WORK ITEM
Print the records below exactly as they appear.

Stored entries
PR #250, opened 2016-10-21
grep mins $(which oref0-dex-is-fresh)

Bender1061:
Fix for Checking oref0 holdup

### DIFF
--- a/bin/oref0-setup.sh
+++ b/bin/oref0-setup.sh
@@ -200,7 +200,7 @@ else
     (cd ~/src && git clone -b dev git://github.com/openaps/oref0.git) || die "Couldn't clone oref0 dev"
 fi
 echo Checking oref0 installation
-( cat $(which oref0-dex-is-fresh) | grep mins && grep -q oref0_glucose_since `which nightscout` && oref0-get-profile --exportDefaults 2>/dev/null >/dev/null ) || (echo Installing latest oref0 dev && cd $HOME/src/oref0/ && npm run global-install)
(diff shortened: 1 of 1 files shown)


bin/oref0-setup.sh
```diff
@@ -200,7 +200,7 @@ else
     (cd ~/src && git clone -b dev git://github.com/openaps/oref0.git) || die "Couldn't clone oref0 dev"
 fi
 echo Checking oref0 installation
-( cat $(which oref0-dex-is-fresh) | grep mins && grep -q oref0_glucose_since `which nightscout` && oref0-get-profile --exportDefaults 2>/dev/null >/dev/null ) || (echo Installing latest oref0 dev && cd $HOME/src/oref0/ && npm run global-install)
+( cat $(which oref0-dex-is-fresh) | grep mins $(which oref0-dex-is-fresh) && grep -q oref0_glucose_since `which nightscout` && oref0-get-profile --exportDefaults 2>/dev/null >/dev/null ) || (echo Installing latest oref0 dev && cd $HOME/src/oref0/ && npm run global-install)
```
scottleibrand: You don't need the cat at all. This line should start with the grep.

scottleibrand:
Thanks for testing this! If you can clean up the unnecessary cat I think this is ready to merge.

tghoward:
Hmm. It still stalls for me when that line begins like this:
( grep mins $(which oref0-dex-is-fresh) && grep -q oref0_glucose_since ....

PieterGit:
don't think this will work because  `which` gives empty string, so `grep mins $(which filethatdoesnotexist)` will also hang

scottleibrand:
Implemented https://github.com/openaps/oref0/commit/bb53c26ffaa67c2505c81710640915bc60d80db5 as a workaround for now.

scottleibrand:
This has now been fixed by checking for oref0 0.3.x.

PR #255, opened 2016-11-06
truncate git history at 2000 commits

scottleibrand:
This should prevent the .git directory from growing uncontrollably.  If garbage collection fails and it does grow to fill the disk, it should now go ahead and rm -rf .git and re-init.

### DIFF
--- a/bin/oref0-reset-git.sh
+++ b/bin/oref0-reset-git.sh
@@ -50,3 +50,6 @@ fi
 # if git repository is too corrupt to do anything, mv it to /tmp and start over.
 
 (git status && git diff) > /dev/null || (echo "Saving backup to: $BACKUP" > /dev/stderr; mv .git $BACKUP; openaps init . )
+
+#truncate git history to 1000 commits if it has grown past 1500
+oref0-truncate-git-history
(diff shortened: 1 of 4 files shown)


scottleibrand:
How to test this: https://gitter.im/nightscout/intend-to-bolus?at=581ebd3345c9e3eb4302dcf7

dougtakeuti:
Scott, this seems to work now. Last night, before updating it, I had 36M. I
did not see a change for the first hour, but now I have 7.6M. Thank you for
doing this!

2016-11-10 16:21 GMT-02:00 Scott Leibrand <notifications@github.com>:

scottleibrand:
@jasoncalabrese should we add a --no-truncate option to oref0-reset-git for people syncing their myopenaps repo's with github?  or would it be better to run oref0-truncate-git as a separate cron?

jasoncalabrese:
I guess a --no-truncate option would work, has anyone tried pushing to a remote repo after truncating?  What I'd really like is a way to rotate the repo and push to new github repos, but never high enough on the list to get to it.

scottleibrand:
From what I've read it shouldn't work to push from a truncated repo, but I'm not set up to try it.

scottleibrand:
Actually I think having it be a separate cron is a lot easier all around, so I did that.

WRITTEN RESPONSE
PR #250, opened 2016-10-21
grep mins $(which oref0-dex-is-fresh)

Bender1061:
Fix for Checking oref0 holdup

### DIFF
--- a/bin/oref0-setup.sh
+++ b/bin/oref0-setup.sh
@@ -200,7 +200,7 @@ else
     (cd ~/src && git clone -b dev git://github.com/openaps/oref0.git) || die "Couldn't clone oref0 dev"
 fi
 echo Checking oref0 installation
-( cat $(which oref0-dex-is-fresh) | grep mins && grep -q oref0_glucose_since `which nightscout` && oref0-get-profile --exportDefaults 2>/dev/null >/dev/null ) || (echo Installing latest oref0 dev && cd $HOME/src/oref0/ && npm run global-install)
(diff shortened: 1 of 1 files shown)


bin/oref0-setup.sh
```diff
@@ -200,7 +200,7 @@ else
     (cd ~/src && git clone -b dev git://github.com/openaps/oref0.git) || die "Couldn't clone oref0 dev"
 fi
 echo Checking oref0 installation
-( cat $(which oref0-dex-is-fresh) | grep mins && grep -q oref0_glucose_since `which nightscout` && oref0-get-profile --exportDefaults 2>/dev/null >/dev/null ) || (echo Installing latest oref0 dev && cd $HOME/src/oref0/ && npm run global-install)
+( cat $(which oref0-dex-is-fresh) | grep mins $(which oref0-dex-is-fresh) && grep -q oref0_glucose_since `which nightscout` && oref0-get-profile --exportDefaults 2>/dev/null >/dev/null ) || (echo Installing latest oref0 dev && cd $HOME/src/oref0/ && npm run global-install)
```
scottleibrand: You don't need the cat at all. This line should start with the grep.

scottleibrand:
Thanks for testing this! If you can clean up the unnecessary cat I think this is ready to merge.

tghoward:
Hmm. It still stalls for me when that line begins like this:
( grep mins $(which oref0-dex-is-fresh) && grep -q oref0_glucose_since ....

PieterGit:
don't think this will work because  `which` gives empty string, so `grep mins $(which filethatdoesnotexist)` will also hang

scottleibrand:
Implemented https://github.com/openaps/oref0/commit/bb53c26ffaa67c2505c81710640915bc60d80db5 as a workaround for now.

scottleibrand:
This has now been fixed by checking for oref0 0.3.x.

PR #255, opened 2016-11-06
truncate git history at 2000 commits

scottleibrand:
This should prevent the .git directory from growing uncontrollably.  If garbage collection fails and it does grow to fill the disk, it should now go ahead and rm -rf .git and re-init.

### DIFF
--- a/bin/oref0-reset-git.sh
+++ b/bin/oref0-reset-git.sh
@@ -50,3 +50,6 @@ fi
 # if git repository is too corrupt to do anything, mv it to /tmp and start over.
 
 (git status && git diff) > /dev/null || (echo "Saving backup to: $BACKUP" > /dev/stderr; mv .git $BACKUP; openaps init . )
+
+#truncate git history to 1000 commits if it has grown past 1500
+oref0-truncate-git-history
(diff shortened: 1 of 4 files shown)


scottleibrand:
How to test this: https://gitter.im/nightscout/intend-to-bolus?at=581ebd3345c9e3eb4302dcf7

dougtakeuti:
Scott, this seems to work now. Last night, before updating it, I had 36M. I
did not see a change for the first hour, but now I have 7.6M. Thank you for
doing this!

2016-11-10 16:21 GMT-02:00 Scott Leibrand <notifications@github.com>:

scottleibrand:
@jasoncalabrese should we add a --no-truncate option to oref0-reset-git for people syncing their myopenaps repo's with github?  or would it be better to run oref0-truncate-git as a separate cron?

jasoncalabrese:
I guess a --no-truncate option would work, has anyone tried pushing to a remote repo after truncating?  What I'd really like is a way to rotate the repo and push to new github repos, but never high enough on the list to get to it.

scottleibrand:
From what I've read it shouldn't work to push from a truncated repo, but I'm not set up to try it.

scottleibrand:
Actually I think having it be a separate cron is a lot easier all around, so I did that.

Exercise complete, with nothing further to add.